The patient whose appendectomy cost a whopping $182,955 also had cancer, Dr. Hsia said. But that patient did not receive cancer treatment during the hospital stay in which her appendix was removed.

After reviewing all the cases and accounting for individual variations in health, Dr. Hsia said one-third of the variation in charges still could not be explained.

The wide range of hospital prices isn’t limited to appendectomy. In 2007, researchers at the University of Pittsburgh and elsewhere posed as patients trying to get pricing information from hospitals in advance of a procedure, a right under California state law. Hospital hysterectomy charges ranged from $3,500 to $65,300, the researchers found. Gallbladder removal charges ranged from $2,700 to $36,000, and a colonoscopy screening might cost anywhere from $350 to $5,805.

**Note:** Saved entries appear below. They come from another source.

PR #19029, opened 2023-05-22
db/dragDrop-enabled

karolkolodziej:
DragDrop did not work when empty options.

DradDrop is tested in the cypress. No need for additional tests.

### DIFF
--- a/ts/Dashboards/Actions/DragDrop.ts
+++ b/ts/Dashboards/Actions/DragDrop.ts
@@ -71,6 +71,8 @@ class DragDrop {
         this.editMode = editMode;
         this.options = merge(DragDrop.defaultOptions, options);
 
+        this.enabled = !!this.options.enabled;
+
         this.mockElement = createElement(
             'div',
             { className: EditGlobals.classNames.dragMock },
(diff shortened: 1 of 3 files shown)


sebastianbochan (changes requested):

ts/Dashboards/Actions/DragDrop.ts
```diff
@@ -71,6 +71,8 @@ class DragDrop {
         this.editMode = editMode;
         this.options = merge(DragDrop.defaultOptions, options);
 
+        this.enabled = this.options.enabled;
```
pawellysy, line 74: this property is not used at the moment, so there is no need in adding it.

ts/Dashboards/Actions/DragDrop.ts
```diff
@@ -104,6 +106,11 @@ class DragDrop {
      */
     public editMode: EditMode;
 
+    /**
+     * Whether the drag drop is enabled.
+     */
+    public enabled: boolean;
+
```
pawellysy, line 113: Same as above

pawellysy (changes requested):
Test is missing 😅

bre1470 (approved):

sebastianbochan (approved):

karolkolodziej:
@pawellysy  The drag-drop is already tested in Cypress - I added a small change to the demo to fully test that. But since there is no way to update the EditMode (we can talk about that in a dedicated issue in Assanay) we have to leave it as it is.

Fewer than one-third of the 353 hospitals that were queried even responded to requests for pricing information. Those that did often did not provide all the information requested or say whether physician fees were included, said Dr. Ateev Mehrotra, an assistant professor of medicine at University of Pittsburgh School of Medicine and a RAND policy analyst who was the senior author of that study.

“In the past decade, there has been an aggressive push to make the patient a more active consumer who shops around for care,” Dr. Mehrotra said. “The question is, can they do it?”

He does not think so. “The current process does not facilitate that by any means,” he said. “It’s a crazy process. If we want consumers to play this role, we need to fix this system.”

Until that happens, consumers will continue to struggle with hospital charges that can seem completely arbitrary. Some advice from experts:

HOSPITALS IN NETWORK When you purchase or renew a health insurance policy, learn which local hospitals are in your network and when pre-approval is required. Inquire about out-of-network coverage in advance of travel. If possible, avoid plans that base out-of-network reimbursement on Medicare rates, which are comparatively low.

INSURANCE COVERAGE If you need an elective procedure and are insured, ask your insurer for an E.O.B. — an explanation of benefits — before the treatment. If you have insurance and the procedure is pre-approved, get it in writing.

PRICING INFORMATION If you’re uninsured or have a high-deductible policy, and if your state has hospital pricing transparency laws, contact the appropriate person at each hospital for pricing information. State hospital associations may help. Consult the Healthcare Blue Book to get an idea of fair prices, but remember that’s no guarantee.

Under the Affordable Care Act, all hospitals are supposed to publish their prices for common services by 2014. If you manage get an estimate of charges from a hospital, make sure you know exactly what services are included. Physician fees are billed separately, for instance — an anesthesiologist’s charges are separate from a surgeon’s. Having medical billing codes is helpful.

PHYSICIANS’ FEES Broach the subject of charges with your doctor, even if it’s uncomfortable. FairHealth, an independent nonprofit corporation, provides medical pricing information. Healthcare Blue Book suggests asking your doctor to sign a binding price estimate in advance and suggests language. An example is at www.healthcarebluebook.com/page_PricingAgreement.aspx.